Die Regionen mit der höchsten Sieben-Tage-Inzidenz im Land bleiben die Kreise Pinneberg (13,9) und Herzogtum Lauenburg (7,6). In Dithmarschen liegt die Sieben-Tages-Inzidenz bei 088 - nach fünf Tagen mit dem Wert Null. In all diesen Regionen stieg die Inzidenz seit Sonntag.

Update, 21. Juni, 17.52 Uhr: Jeder dritte Einwohner in MV hat zwei Corona-Schutzimpfungen erhalten

Rostock - Rund sechs Monate nach Beginn der Corona-Schutzimpfungen in Mecklenburg-Vorpommern hat jeder dritte Einwohner zwei Impfdosen erhalten. Das geht aus am Montag veröffentlichten Zahlen des Landesamtes für Gesundheit und Soziales (Lagus) hervor.

52,1 Prozent der Bevölkerung haben demnach eine erste Impfung verabreicht bekommen. MV liegt den Angaben zufolge bei beiden Werten im bundesweiten Vergleich auf vorderen Plätzen.

Bei den Zweitimpfungen hat nur das Saarland prozentual mehr Einwohner geimpft, bei den Erstimpfungen liegt MV auf dem fünften Rang der 16 Bundesländer.
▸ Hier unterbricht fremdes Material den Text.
PR #1042, opened 2023-12-02
Fix some issues in Burn book

shanmo:
### Checklist

### Related Issues/PRs

No related issues 

### Changes

Minor update in the example provided by Burn book, it's recommended to use expect-as-precondition style error messages in https://doc.rust-lang.org/std/error/index.html#common-message-styles


nathanielsimard (approved):
Yup, makes sense. We should be more consistent with our unwrap/expect messages. It really helps in explaining why it's okay to call expect here.

Issue #1034, opened 2023-12-01
Candle backend crashes web app in image-classification-web


antimora:
**Describe the bug**
Candle backend crashes web app in image-classification-web. 

**To Reproduce**
1. cd `examples/image-classification-web`
2. run `./build-for-web.sh`
3. run `./run-server.sh`
4. open the browser with the served link
5. change backed to Candle
6. select image. 
7. open debug console and you'll notice error

**Expected behavior**
The image is classified without a crash.

**Screenshots**
<img width="1496" alt="image" src="https://github.com/tracel-ai/burn/assets/939125/3665bd6b-721f-4424-bead-f56c07968c43">

dcvz:
The issue is `Candle does not support excluding pad count in pooling`

dcvz:
Looks like the average pool config that is being used in the squeezenet is using `.with_count_include_pad(false)` which is not supported in Candle.

antimora:
> The average pool config that is being used in the squeezenet is using `.with_count_include_pad(false)` which is not supported in Candle.

We can fix this by:

1. Modify Candle backend with Zero padding the input before average pool (this is what PyTorch did).
2. File a ticket with Candle team to enhance the avr pool.

nathanielsimard:
> > The average pool config that is being used in the squeezenet is using `.with_count_include_pad(false)` which is not supported in Candle.
> 
> We can fix this by:
> 
> 1. Modify Candle backend with Zero padding the input before average pool (this is what PyTorch did).
> 2. File a ticket with Candle team to enhance the avr pool.

@louisfd do you think it's possible?

antimora:
Outdated and not planned.

PR #1051, opened 2023-12-04
chore(web): better panic 

dcvz:
### Checklist

### Changes

Provides better panic support on web to help debug issues like #1034

### DIFF
--- a/Cargo.toml
+++ b/Cargo.toml
@@ -74,6 +74,7 @@ wasm-bindgen = "0.2.88"
 wasm-bindgen-futures = "0.4.38"
 wasm-logger = "0.2.0"
 wasm-timer = "0.2.5"
+console_error_panic_hook = "0.1.7"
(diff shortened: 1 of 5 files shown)


antimora (approved):
Ahhh super! that's what we were missing!

AlexErrant:
You might consider using [start](https://rustwasm.github.io/wasm-bindgen/reference/attributes/on-rust-exports/start.html). I do so [here](https://github.com/tracel-ai/burn/pull/938/files#diff-481b91772c3f0745e1e4ea6c9ab49705889638cb8f56832207dec6ad13154538R13-R17).

dcvz:
> here

Done! I considered it, but we already had a start point so thought that'd be fine. Updated to be more proper.

dcvz:
@antimora @nathanielsimard should be good to go now!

Update, 21. Juni, 17.14 Uhr: Vier Corona-Neuinfektionen in MV gemeldet - Inzidenz bei 2,1

Die Anzahl der positiven Corona-Tests geht zurück. (Symbolbild)
Die Anzahl der positiven Corona-Tests geht zurück. (Symbolbild)  © Oliver Berg/dpa

Rostock - In Mecklenburg-Vorpommern sind am Montag vier neue Infektionen mit dem Coronavirus gemeldet worden. Das waren vier weniger als am Montag vor einer Woche, wie das Landesamt für Gesundheit und Soziales (Lagus) mitteilte (Stand: 16 Uhr). Die Gesamtzahl der Corona-Todesfälle im Land blieb unverändert bei 1148.
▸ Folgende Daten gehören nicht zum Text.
PR #1054, opened 2023-12-07
Move transformer prenorm on the residual path

Philonoist:
### Checklist

### Changes

The transformer module with the prenorm setting, normalized before the residual path.
According to https://arxiv.org/pdf/2002.04745.pdf, it should be done after diverging to the residual path.
Instead of `x=norm(x); x += FF(x)`, we should do this: `x += FF(norm(x))`
This is the recommended way to do normalizaiton in transformers today AFAIU.

### Testing

I ran the tests.


louisfd:
Hi @Philonoist 
The changes look good to me, although I'm not an expert in transformers. It's good that you've documented the steps!
However the test_autoregressive_norm_first seem to fail in the CI. Is it expected that values change with your new implementation?

spapinistarkware:
Hey. It only fails on torch backed for some reason. It passes ndarray backend. Have any clue why that might happeb?

antimora:
> Hey. It only fails on torch backed for some reason. It passes ndarray backend. Have any clue why that might happeb?

It's possible the implementation of some op for Torch backend has a bug.

louisfd:
Indeed, see @nathanielsimard 's comment: https://github.com/tracel-ai/burn/issues/1056

nathanielsimard:
@spapinistarkware I [fixed](https://github.com/tracel-ai/burn/pull/1064) a bug in tch, make sure you are updated with the new changes.

Philonoist:
Merged.

louisfd (approved):

PR #1058, opened 2023-12-11
fix/ndarray: remove reversed axes check

### LINKED ISSUE #1053: Wrong result when call reshape() after Tensor::stack
Here is the code.
```Rust
type Backend = NdArray;

let tensor = Tensor::<Backend, 1, Int>::arange(1..25).reshape([4, 6]);
let zeros: Tensor<Backend, 2, Int> = Tensor::zeros([4, 6]);
let intersperse =
    Tensor::stack::<3>([tensor.clone(), zeros.clone()].to_vec(), 2).reshape([4, 12]);

println!("{}", intersperse);
```

The result is: 
```
Tensor {
  data:
[[1, 2, 3, 4, 5, 6, 0, 0, 0, 0, 0, 0],
 [7, 8, 9, 10, 11, 12, 0, 0, 0, 0, 0, 0],
 [13, 14, 15, 16, 17, 18, 0, 0, 0, 0, 0, 0],
 [19, 20, 21, 22, 23, 24, 0, 0, 0, 0, 0, 0]],
  shape:  [4, 12],
  device:  Cpu,
  backend:  "ndarray",
  kind:  "Int",
  dtype:  "i64",
}
```
But the expected result should be: 
```
[[1, 0, 2, 0, 3, 0, 4, 0, 5, 0, 6, 0],
 [7, 0, 8, 0, 9, 0, 10, 0, 11, 0, 12, 0],
 [13, 0, 14, 0, 15, 0, 16, 0, 17, 0, 18, 0],
 [19, 0, 20, 0, 21, 0, 22, 0, 23, 0, 24, 0]],
```
I can get correct results on LibTorch Backend and Wgpu Backend.

AuruTus:
### Checklist

### Related Issues/PRs

fix #1053

### Changes

Remove reversed axes layout check to allow column major tensor to be reshaped into row major.

### Testing

Ran `cargo test` under `burn-ndarray` and `run-checks all`

__NOTE__:  Although the shape() bug can be fixed by this, there is still some weird logic in `ndarry::concatenate(...)` function to compute new strides for empty tensors where they prefer to producing column major layout. Maybe we should call `reshape(...)`  in `NdArrayOps::cat(...)` too and add some tests against the `cat` result.

### DIFF
--- a/burn-ndarray/src/ops/base.rs
+++ b/burn-ndarray/src/ops/base.rs
@@ -72,7 +72,9 @@ where
             .unwrap()
             .into_shared();
 
-        NdArrayTensor { array }
+        // Transform column-major layout into row-major (standard) layout. (fix #1053)
+        let array = NdArrayTensor { array };
+        Self::reshape(array.clone(), array.shape())
     }
 
     fn to_slice_args<const D1: usize, const D2: usize>(
--- a/burn-ndarray/src/ops/base.rs
+++ b/burn-ndarray/src/ops/base.rs
@@ -493,3 +493,42 @@ fn arg<E: NdArrayElement, const D: usize>(
         array: output.into_shared(),
     }
 }
+
+#[cfg(test)]
+mod tests {
+    use super::*;
+
+    #[test]
+    fn should_generate_row_major_layout_for_cat() {
+        let expected_shape: &[usize] = &[4, 6, 2];
+        let expected_strides: &[isize] = &[12, 2, 1];
+        let expected_array = NdArrayTensor::from_data(Data::<i32, 3>::from([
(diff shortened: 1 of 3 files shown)


nathanielsimard:
@AuruTus I think it would be valuable to add the code snippet from this issue https://github.com/tracel-ai/burn/issues/1053 as a test before merging. The test should be generic over the backend in `burn-tensor/src/tests`

AuruTus:
> @AuruTus I think it would be valuable to add the code snippet from this issue #1053 as a test before merging. The test should be generic over the backend in `burn-tensor/src/tests`

Sure, I add it under `stack` 's unit tests. That reshaping after stacking test can cover all backends now.

nathanielsimard (approved):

Die Inzidenz sank im Vergleich zum Vortag um 0,1 auf nun 2,1 Corona-Neuinfektionen pro 100.000 Einwohner binnen einer Woche. Vor einer Woche lag dieser Wert den Angaben zufolge landesweit bei 4,6. Mit 5,7 ist die Sieben-Tage-Inzidenz im Landkreis Ludwigslust-Parchim derzeit am höchsten. Im Landkreis Vorpommern-Rügen lag dieser Wert bei 0,4, in den anderen Regionen zwischen 1,2 (Landkreis Mecklenburgische Seenplatte) und 2,1 (Landkreis Vorpommern-Greifswald und Schwerin).
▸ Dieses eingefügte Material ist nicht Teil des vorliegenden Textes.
PR #1059, opened 2023-12-12
Adding Shape to the operations supported for import

edmondop:
### Checklist

### Related Issues/PRs

### Changes

### Testing


burn-import/onnx-tests/tests/onnx_tests.rs
```diff
@@ -333,6 +334,15 @@ mod tests {
         assert_eq!(output.to_data(), expected);
     }
 
+
+    #[test]
+    fn shape() {
+        let model: shape::Model<Backend> = shape::Model::new();
+        let output = model.forward();
+        assert_eq!(output, (1,1,1,4));
+    }
```
nathanielsimard, line 343: Shapes in burn are not defined by tuples, but by the `Shape<D>` struct. I think to properly support shapes with `burn-import` we need to output the correct shape type, but also implement `Tensor<B, D, Int>` from shape, since shapes are sometimes used as int tensor by the onnx graph. @antimora

nathanielsimard (changes requested):

burn-import/onnx-tests/tests/onnx_tests.rs
edmondop: @antimora can you provide your view? I am not sure I understood the recommandation

antimora: The tuple result is erroneous because the ONNX returns four outputs because of constants. See my comment below. 

tensor.shape() would return `Shape<D>` already so we should use this type. This result can be re-fed to `reshape` operation, which is a good test. Please see my comment below.

burn-import/src/burn/node/unary.rs
```diff
@@ -138,6 +140,11 @@ impl UnaryNode {
         Self::new(input, output, UnaryNodeKind::Relu, Rc::new(function))
     }
 
+    pub(crate) fn shape(input: Type, output: Type) -> Self {
+        let function = move |input| quote! { #input.shape()};
+        Self::new(input, output, UnaryNodeKind::Shape, Rc::new(function))
+    }
+
```
antimora, line 147: This needs a unit test. Please see the tests in the same module.

antimora (changes requested):
Thank you for keep enhancing ONNX import. I think you're close. Please see my inlined comments. And don't hesitate to ping us if you're stuck on something.

antimora:
Let me know if you need more help with this. I can take over if you'd like.

edmondop:
> Let me know if you need more help with this. I can take over if you'd like.

Let me try to do it this week

antimora:
For this one it's a bit hard to come up with ONNX file that exports Shape op. I have updated shape.py to export but this requires dynamic axes to be enabled. In other cases, pytorch onnx exporter converts the shape values to a constant. 

I have filed https://github.com/tracel-ai/burn/issues/1545 to complete the task.

PR #1069, opened 2023-12-14
Fusion wgpu compilation cache

nathanielsimard:
### Changes

Add a cache step where the compilation of fused kernels are only executed once, then the kernel ID is used without any overhead.

Refactor the way we create kernels with fusion into a DSL so that we can use it to create WGSL shaders easily, not just when using fusion. I migrated the unary kernels to use the new way, but following PRs will migrate more kernels and remove a lot of code.

_Drop_

I removed the clamp max and min functions in Fusion as well as in WGPU, since we need to reduce the number of operations that can be fused to their basic operations. Long story short, they will be fused, so we don't need specific kernels, and having those functions will actually break the fusing stream, so they actually hurt performance as well as add complexity.


burn-wgpu/src/template/unary_scalar.wgsl
```diff
@@ -1,21 +0,0 @@
-@group(0)
```
louisfd, line 1: Don't forget to delete safe tanh file

louisfd (changes requested):
Awesome, please look at my comments

louisfd (approved):
Perfect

Die Gesamtzahl der bislang nachgewiesenen Corona-Infektionen im Nordosten beträgt 44.103; als genesen gelten rund 42.800 Menschen. Derzeit werden 23 Corona-Patienten in Kliniken behandelt, einer weniger als am Vortag; 11 Patienten von ihnen befanden sich auf Intensivstationen, einer weniger als Sonntag.